На сердце без тебя метель...
Шрифт:
Он снова и снова воскрешал в памяти частые разговоры с ним, моменты родительской ласки. С самого раннего детства отец был для него средоточием мира, образчиком поведения, кумиром. Удивительно привлекательной наружности, благородной стати и острого ума мужчина, его отец был любим многими, кто знал его. Единственное, чего не хватало ему, что было предметом его несбыточных мечтаний и приступов частой меланхолии — владения и титул Дмитриевских. О, это было бы действительно венцом для его отца!
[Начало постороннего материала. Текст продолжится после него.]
PR #871, opened 2024-06-04
refactor restoring of online dumps

evgeni:


evgeni:
contains #870

test/definitions/scenarios/restore_test.rb
```diff
@@ -51,6 +51,41 @@ module Scenarios
         ForemanMaintain::Utils::Backup.any_instance.stubs(:different_source_os?).returns(true)
         refute_scenario_has_step(scenario, Procedures::Restore::ReindexDatabases)
       end
+
+      it 'drops and restores DB dumps if present' do
```
evgeni, line 55: these tests pass both on master and here in the PR :)

PR #873, opened 2024-06-05
don't run restorecon before restoring a backup

evgeni:


ekohl (commented):
This was added in 1ae71c3ad827503eb370310a6b27232f80289351, but I have a hard time thinking of why this would be needed.

Perhaps this has to do with parent directories where children can inherit incorrect labels?

evgeni:
my basic test (`ansible-playbook pipelines/clone_pipeline.yml -e pipeline_os=centos9-stream -e pipeline_type=clone -e pipeline_version=nightly -e '{"packit_prs":["theforeman/foreman_maintain/873"]}') passed, so I call this OK :)

ekohl (approved):
If it was after restoring, I'd be a lot more understanding. Let's try this.

PR #877, opened 2024-06-11
Only reindex container metadata on Foreman server

sjha4:
We need to confine katello db indexing to run only on Satellite and not capsules. Refactoring a little to do that.

### DIFF
--- a/definitions/procedures/repositories/index_katello_repositories_container_metadata.rb
+++ b/definitions/procedures/repositories/index_katello_repositories_container_metadata.rb
@@ -1,0 +1,17 @@
+module Procedures::Repositories
+  class IndexKatelloRepositoriesContainerMetatdata < ForemanMaintain::Procedure
+    metadata do
+      description 'Import container manifest metadata'
+      confine do
+        feature(:katello)
+      end
+    end
+
+    def run
+      with_spinner(('Adding image metadata. You can continue using the ' \
+                    'system normally while the task runs in the background.')) do
+        execute!('foreman-rake katello:import_container_manifest_labels')
+      end
+    end
+  end
+end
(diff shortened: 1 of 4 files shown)


definitions/procedures/repositories/index_katello_repositories_container_metadata.rb
```diff
@@ -0,0 +1,17 @@
+module Procedures::Repositories
+  class IndexKatelloRepositoriesContainerMetatdata < ForemanMaintain::Procedure
+    metadata do
+      description 'Import container manifest metadata into Katello'
+      confine do
+        feature(:satellite)
```
ehelms, line 6: Is this procedure only applicable to Satellite? The description and text below both use 'Katello'. But if this is something a user of Katello can/should also be having run on a Foreman then we need to update the confines.

definitions/procedures/repositories/index_katello_repositories_container_metadata.rb
```diff
@@ -0,0 +1,17 @@
+module Procedures::Repositories
+  class IndexKatelloRepositoriesContainerMetatdata < ForemanMaintain::Procedure
+    metadata do
+      description 'Import container manifest metadata into Katello'
```
ehelms, line 4:
```suggestion
      description 'Import container manifest metadata'
```

definitions/procedures/repositories/index_katello_repositories_container_metadata.rb
```diff
@@ -0,0 +1,17 @@
...
+      confine do
+        feature(:katello)
+      end
+    end
+
+    def run
+      with_spinner(('Adding image metadata to katello. You can continue using the ' \
```
ehelms, line 11:
```suggestion
      with_spinner(('Adding image metadata. You can continue using the ' \
```

ehelms:
You might consider commit message like 'Only reindex container metadata on Foreman server'

sjha4:
@ehelms : Thanks..Updated PR and commit message.. ❤️

ehelms (approved):

PR #879, opened 2024-06-12
Single target version

ehelms:


ehelms:
This includes https://github.com/theforeman/foreman_maintain/pull/763 and should go in after it.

Получить то, что должно быть его, а не старого, выжившего из ума Николая Дмитриевского, покойного отца нынешнего графа.
— Подумать только — потомок славного рода воинов роется в земле, сродни холопу! — каждый раз, когда отец думал о Заозерном,
Так говорил ему отец, когда он, будучи подростком, сидел в маленьком кабинете после домашних уроков. Словами о чести рода и славе имени неизменно заканчивались занятия еще с довоенной поры. Наверное, именно потому, они навсегда запечатлелись в его памяти и вошли в сердце, заменяя в том все иные чувства.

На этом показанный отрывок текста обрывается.